* Records for the exercise:

PR #282, opened 2021-05-11
Responsive UserMenu

daileytj:
Fixes PXBLUE-1829.

- Make the UserMenu responsive
- Add prettier config to the root so the changelog formats correctly


docs/UserMenu.md
```diff
@@ -55,17 +55,19 @@ const avatar = <Avatar><SendIcon/></Avatar>;
...
+| menu               | Custom MUI Menu displayed when Avatar is clicked                          | Material-UI `Menu` | no       |         |
+| menuGroups         | Groups of menu items that display                                         | `UserMenuGroups[]` | no       |         |
+| menuSubtitle       | Subtitle shown when menu is open                                          | `string`           | no       |         |
+| menuTitle          | Title shown when menu is open                                             | `string`           | no       |         |
+| MenuProps          | Property overrides for the MUI Menu                                       | `MenuProps`        | no       |         |
+| onClose            | Function called when the menu is closed                                   | `Function`         | no       |         |
+| onOpen             | Function called when the menu is opened                                   | `Function`         | no       |         |
+| useBottomSheetAt   | Window pixel width at which the responsive bottom sheet menu is triggered | `number`           | no       | 600     |
```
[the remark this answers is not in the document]
daileytj: true story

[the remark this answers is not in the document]
daileytj: > Not a disagreement, just curious what you think

I thought the same thing as I was adding the disableBottomSheet prop but figured it's better to be explicit about disabling things. I could go either way as long as we document it appropriately.

jeffvg:
looks good. Is it a preference to hide the footer in responsive view?

components/src/core/UserMenu/UserMenu.tsx
```diff
@@ -33,11 +33,19 @@ const useStyles = makeStyles(() =>
         noCursor: {
             cursor: 'inherit',
         },
+        bottomSheet: {
+            width: '100%',
+            maxWidth: 600,
+            margin: 'auto',
+            userSelect: 'none',
+            cursor: 'pointer',
```
joebochill, line 41: I'm not sure you want to assume clickable (pointer) for the entire bottomsheet. Probably better to let the individual menu items determine that, right?

components/src/core/UserMenu/UserMenu.tsx
```diff
@@ -200,7 +212,18 @@ const UserMenuRender: React.ForwardRefRenderFunction<unknown, UserMenuProps> = (
                 ...menu.props,
             });
         }
-        return (
+        return useMediaQuery(`(max-width:${useBottomSheetAt}px)`) && !disableBottomSheet ? (
+            <Drawer
+                data-cy="bottom-sheet"
+                anchor={'bottom'}
+                transitionDuration={250}
```
joebochill, line 219: This should probably use a transition duration value from the theme

components/src/core/UserMenu/UserMenu.tsx
```diff
@@ -200,7 +212,18 @@ const UserMenuRender: React.ForwardRefRenderFunction<unknown, UserMenuProps> = (
                 ...menu.props,
             });
         }
-        return (
+        return useMediaQuery(`(max-width:${useBottomSheetAt}px)`) && !disableBottomSheet ? (
```
joebochill, line 215: If it were me, I would declare this as a variable up above to help readability:
```
const showBottomSheet = useMediaQuery(...)
..
return showBottomSheet ? <BottomSheet> : <Menu>;
```

docs/UserMenu.md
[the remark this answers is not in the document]
joebochill: I would lean towards using the single prop...otherwise you've got two props that conflict with each other (i.e, if you didn't realize you had disabled on, you could be changing the usebotomsheetat to no avail).

You could cover this in the description, e.g.: '...menu is triggered (set to 0 to disable responsive behavior)'

package.json
```diff
@@ -41,6 +41,9 @@
     "author": "pxblue <pxblue@eaton.com>",
     "license": "BSD-3-Clause",
     "devDependencies": {
-        "codecov": "^3.8.1"
-    }
+        "@pxblue/prettier-config": "^1.0.3",
+        "codecov": "^3.8.1",
+        "prettier": "^2.3.0"
+    },
+    "prettier": "@pxblue/prettier-config"
```
joebochill, line 48: Does this do anything? There's no prettier script that runs at the root, it just jumps into the folders and runs it there I think:
image

docs/UserMenu.md
```diff
@@ -55,17 +55,19 @@ const avatar = <Avatar><SendIcon/></Avatar>;
...
 
 </div>
```
huayunh, line 72: I would suggest adding a note somewhere that says if you pass in a custom menu using the `menu` prop, then the responsiveness no longer applies.

components/src/core/UserMenu/UserMenu.tsx
```diff
@@ -200,7 +212,18 @@ const UserMenuRender: React.ForwardRefRenderFunction<unknown, UserMenuProps> = (
...
+            <Drawer
+                data-cy="bottom-sheet"
+                anchor={'bottom'}
+                transitionDuration={250}
+                open={Boolean(anchorEl)}
+                onClose={closeMenu}
+                classes={{ paper: clsx(defaultClasses.bottomSheet, classes.bottomSheet) }}
+            >
```
huayunh, line 223: Should we extend the `{...MenuProps}` here too?

huayunh: Or to simplify things a little bit, have some BottomsheetProp of the type DrawerProp

huayunh (commented):
- [ ] Add a screenshot in the readme that shows how this thing looks on mobile
- [ ] On mobile, the menu header has a height of `64px`/`4rem` in design
- [ ] Should we add a `useBottomSheetAt` knob in Storybook's full config story?

I can see how in the future the bottom sheet / responsive bottom sheet would allow your user to swipe down inside the sheet to dismiss it, in addition to tapping on the scrim.

components/src/core/UserMenu/UserMenu.tsx
```diff
@@ -70,6 +78,7 @@ const UserMenuRender: React.ForwardRefRenderFunction<unknown, UserMenuProps> = (
         MenuProps,
         menuSubtitle,
         menuTitle,
+        useBottomSheetAt = 600,
```
joebochill, line 81: `theme.breakpoints.values.sm` perhaps?

components/src/core/UserMenu/UserMenu.tsx
joebochill: Yeah we can do that...I would prefer the second option (`BottomsheetProps`) since the types for Menu and Drawer are not compatible.

I'm not sure if people are really going to need to change much with the drawer (unlike with the menu where they are likely to want to control it's position), but it doesn't hurt to give more customizability We've certainly given people enough options to do crazy things in the other components 😆

docs/UserMenu.md
joebochill: I would do that in the initial description paragraph (you can add a blip about how it switches between menu and bottomsheet, but if you supply your own menu you have to do it yourself).

components/src/core/UserMenu/UserMenu.tsx
```diff
@@ -33,11 +33,18 @@ const useStyles = makeStyles(() =>
         noCursor: {
             cursor: 'inherit',
         },
+        bottomSheet: {
+            width: '100%',
+            maxWidth: 600,
```
huayunh, line 38: If you set `useBottomSheetAt = theme.breakpoints.values.sm,` then I expect every "600" in your code to get changed

docs/UserMenu.md
```diff
@@ -55,17 +58,18 @@ const avatar = <Avatar><SendIcon/></Avatar>;
...
+| menuSubtitle     | Subtitle shown when menu is open                                                                                    | `string`           | no       |         |
+| menuTitle        | Title shown when menu is open                                                                                       | `string`           | no       |         |
+| MenuProps        | Property overrides for the MUI Menu                                                                                 | `MenuProps`        | no       |         |
+| onClose          | Function called when the menu is closed                                                                             | `Function`         | no       |         |
+| onOpen           | Function called when the menu is opened                                                                             | `Function`         | no       |         |
+| useBottomSheetAt | Window pixel width at which the responsive bottom sheet menu is triggered (set to 0 to disable responsive behavior) | `number`           | no       | 600     |
```
huayunh, line 72: This "600" shall get changed to `theme.breakpoints.values.sm` too

jeffvg (approved):

docs/UserMenu.md
```diff
@@ -1,12 +1,15 @@
 # User Menu
 
-The `<UserMenu>` is an Avatar that opens a Menu when clicked. It is typically used in the top-right corner of an application and indicates who is logged in.
-
-<div style="align-items: center; display:flex; justify-content: space-around">
+The `<UserMenu>` is an Avatar that opens a Menu when clicked. It is typically used in the top-right corner of an application and indicates who is logged in. By default, the Menu will responsively transition to a bottomsheet for mobile views.
+Passing in a custom menu using the `menu` prop or setting the `useBottomSheetAt` prop to zero will disable the responsiveness.
```
joebochill, line 4:
```suggestion
The `<UserMenu>` is an Avatar that opens a Menu when clicked. It is typically used in the top-right corner of an application and indicates who is logged in. By default, the Menu will responsively transition to a bottom sheet for mobile views (if passing in a custom menu, you will be responsible for handling any responsiveness on your content). Setting the `useBottomSheetAt` prop to zero will disable the responsiveness.
```

joebochill (approved):

joebochill:
> * [ ]  On mobile, the menu header has a height of `64px`/`4rem` in design

I feel like we should update the spec on this to be consistent with what we do for AppBars (64 desktop, 56 mobile). We're sharing the same component with the DrawerHeader here which is why it's 56.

* Task instructions: Search the listing above for the string "breakpoints" and copy each line that has it.

* Reply:
joebochill, line 81: `theme.breakpoints.values.sm` perhaps?
huayunh, line 38: If you set `useBottomSheetAt = theme.breakpoints.values.sm,` then I expect every "600" in your code to get changed
huayunh, line 72: This "600" shall get changed to `theme.breakpoints.values.sm` too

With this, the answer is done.